Vu la loi n° 84-53 du 26 janvier 1984 portant dispositions statutaires relatives à la Fonction Publique Territoriale ;

Vu la loi n° 84-594 du 12 juillet 1984 relative à la formation des agents de la fonction publique territoriale et complétant la loi n° 84-53 du 26 janvier 1984 portant dispositions statutaires relatives à la fonction publique territoriale ;

Vu la loi n° 2016-1088 du 8 août 2016 relative au travail, à la modernisation du dialogue social et à la sécurisation des parcours professionnels ;

Vu l’ordonnance n° 2017-53 du 19 janvier 2017 portant diverses dispositions relatives au compte personnel d’activité, à la formation et à la santé et la sécurité au travail dans la fonction publique ;

Vu le décret n° 2007-1845 du 26 décembre 2007 relatif à la formation professionnelle tout au long de la vie des agents de la fonction publique territoriale ;

Vu le décret n°2014-1717 du 30 décembre 2014 portant création d’un traitement automatisé de données à caractère personnel dénommé « Système d’information du compte personnel de formation » relatif à la gestion des droits inscrits ou mentionnés au compte personnel de formation ;

Vu le décret n° 2017-928 du 6 mai 2017 relatif à la mise en œuvre du compte personnel d’activité dans la fonction publique et à la formation professionnelle tout au long de la vie ;

Vu l’avis favorable du comité technique saisi sur le CPF en date du 16 avril 2019 ;

Considérant que l’article 22 ter de la loi n°83-634 précitée a créé un compte personnel d’activité (CPA) au bénéfice des agents publics (fonctionnaires et contractuels) ;
Ce compte personnel d’activité se compose de deux comptes distincts :
le compte personnel de formation (CPF) ;
le compte d’engagement citoyen (CEC).

Considérant que le CPF permet à l’agent public d’accéder à toute action de formation, hors celles relatives à l’adaptation aux fonctions exercées, ayant pour objet l’acquisition d’un diplôme, d’un titre, d’un certificat de qualification professionnelle ou le développement des compétences nécessaires à la mise en œuvre de son projet d’évolution professionnelle ;

Considérant que ce projet peut s’inscrire dans le cadre de la préparation d’une future mobilité, d’une promotion ou d’une reconversion professionnelle ;

Considérant l’obligation réglementaire de définir les modalités de mise en oeuvre du CPF ;

Le Conseil municipal, après en avoir délibéré,

DÉCIDE

Article 1 : De fixer les plafonds suivants pour la prise en charge des formations CPF, conformément au tableau ci-joint :

Proposition de prise en charge pour agents plafonnés à 150 heures (avec qualification)
Plafond € Plafond %
1. Actions opposables 1 200 60 %
2. Actions diplômantes 1 200 25 %
3. Actions pour non titulaire 1 200 10 %
Proposition de prise en charge pour agents plafonnés à 400 heures (sans qualification)
Plafond € Plafond %
1. Actions opposables 1 200 70 %
2. Actions diplômantes 1 200 30 %
3. Actions pour non titulaire 1 200 20 %

Article 2 : De ne pas prendre en charge les frais de déplacement (transport, restauration et le cas échéant hébergement liés à la formation) intégralement.

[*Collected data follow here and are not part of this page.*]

PR #2047, opened 2026-04-20
feat(mocks): make ServiceStateStore default TTL configurable

### LINKED ISSUE #1964: Make ServiceStateStore default ttl configurable
### Reason/Context

While the [docs](https://microcks.io/documentation/explanations/dispatching/#script-dispatcher) explain that one can be override this using the ttlInSeconds parameter, having to do this in a lot of different API specs SCRIPT dispatcher snippet is not easy to update or maintain in the long term.

> Allows you to access a service-scoped persistent store for string values. Such store elements can be later reused in other operations’ scripts to keep track of state or feed the requestContext. Store provides helpful methods like put(key, value), get(key) or delete(key). Store elements are subject to a Time-To-Live that is 10 seconds by default. This TTL can be overridden using the put(key, value, ttlInSeconds) method.

### Description

Make ServiceStateStore default ttl configurable keep the default to 10 seconds so it's not breaking change.

### Implementation ideas

Configure it either via a property or environment variable, like `keycloak.enabled`

dipak0000812:
Fixes #1964

Make ServiceStateStore default TTL configurable.

- Add property `mocks.service-state-store.default-ttl`
- Default remains 10 seconds
- Inject configurable TTL into invocation processors
- Add unit test validating custom TTL

No breaking changes.

### DIFF
--- a/install/kubernetes/microcks/values.yaml
+++ b/install/kubernetes/microcks/values.yaml
@@ -87,6 +87,10 @@ microcks:
     #- name: CORS_REST_ALLOW_CREDENTIALS
     #  value: 'true'
 
+    #- name: MCP_SSE_TIMEOUT
+    #  value: "900000"
+    #- name: MOCKS_SERVICE_STATE_STORE_DEFAULT_TTL
+    #  value: "30"
   #logLevel: TRACE | DEBUG | INFO | WARN
   logLevel: INFO
 
--- a/webapp/src/main/java/io/github/microcks/service/ServiceStateStore.java
+++ b/webapp/src/main/java/io/github/microcks/service/ServiceStateStore.java
@@ -33,6 +33,7 @@ public class ServiceStateStore implements StateStore {
 
    private final ServiceStateRepository repository;
    private final String serviceId;
+   private final int defaultSecondsTtl;
 
    /**
     * Build a ServiceStateStore for required elements.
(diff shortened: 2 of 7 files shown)


dipak0000812:
Hi @lbroudoux,

Quick follow-up on this PR.

This change introduces a configurable default TTL for ServiceStateStore while keeping the existing 10s default. The scope is limited to wiring the configuration through invocation processors and adding a unit test for validation.

I noticed the failing checks (SonarCloud and License Compliance). From what I can see, there are no new issues in the modified files, so this may be unrelated to the change — but I’m happy to investigate further if needed.

Also, since this touches configuration, please let me know if you'd prefer aligning it with Helm/operator values as part of this PR or in a follow-up.

Thanks!

lbroudoux (commented):
LGTM

lbroudoux:
Thanks a lot for this one but I have the same comment that in #2046 

> This is great but is actually only part of the solution. How to make this configurable when installing Microcks? Can you set an environment variable to override this? Do you have to specify this in the application.properties file .... We also have to make this configurable when installing on Kubernetes.

Do you want to follow up with these or may I just merge at this point? Let us know! We'd be happy to merge the complete resolution 😉

dipak0000812:
Hi @lbroudoux, thanks for the review and feedback,
You're right — the current change only covers the application-level configurability. I’d like to follow up by wiring this through deployment/configuration layers as well so the feature is fully usable in Kubernetes and container-based installations.
I’ll work on adding support through environment variables and Helm/operator configuration where appropriate, then update this PR with the complete solution.

dipak0000812:
Hi @lbroudoux ,
Followed up on the Kubernetes/runtime configuration side as well.
The chart already supports custom env injection through `microcks.env`, so I added examples for configuring:
* `MOCKS_SERVICE_STATE_STORE_DEFAULT_TTL`
* `MCP_SSE_TIMEOUT`
This keeps the existing Helm structure unchanged while making the new properties easier to configure in container/Kubernetes deployments.

SebastienDegodez (approved):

Article 3 : D’approuver l’enveloppe de 20 000 euros dédiée au dispositif CPF. Pour tenir compte des évolutions budgétaires et du cours de la vie, une révision est préconisée tous les 4 ans.

Article 4 : D’approuver les modalités d’instruction des demandes, comme suit :

- L’agent doit formuler une demande précise et détaillée de formation par écrit accompagnée des pièces suivantes :

  • un projet d’évolution professionnel argumenté et motivé formalisé par un questionnaire ville,
  • une présentation détaillée de la formation demandée : objectif - programme - calendrier - lieu - organisme dispensateur.

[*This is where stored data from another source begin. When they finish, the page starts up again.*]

PR #4, opened 2020-10-09
SQL Server ODBC: set length for varchar parameters

pavelmash:
see https://github.com/synopse/mORMot/pull/359


synopse (approved):
Thanks a lot for pushing the modification also to the mORMot2 repository!

PR #5, opened 2020-11-22
Add missing unit

JavierusTk:
Compilation under Delphi 10.3.3 stops with:
[dcc32 Error] mormot.db.rad.firedac.pas(322): E2003 Undeclared identifier: 'TDynArray'
Adding mormot.core.data, to the uses clause solves it


synopse:
Thanks for the feedback!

- Une commission d’étude et de validation des demandes, composée comme suit sera créée :

  • Le maire ou son représentant ;
  • la DGS ou son représentant ;
  • 1 directeur de service ;
  • la direction des RH.

- Cette commission se réunira 2 fois par an en mars et en septembre. Elle statuera sur les demandes et allouera les financements en respectant les critères définis.

Article 5 : D’imputer cette dépense au chapitre 012 “Charges de personnel” du budget de la Ville.

Article 6 : De donner mandat au maire pour signer toutes pièces nécessaires à la bonne exécution de cette affaire.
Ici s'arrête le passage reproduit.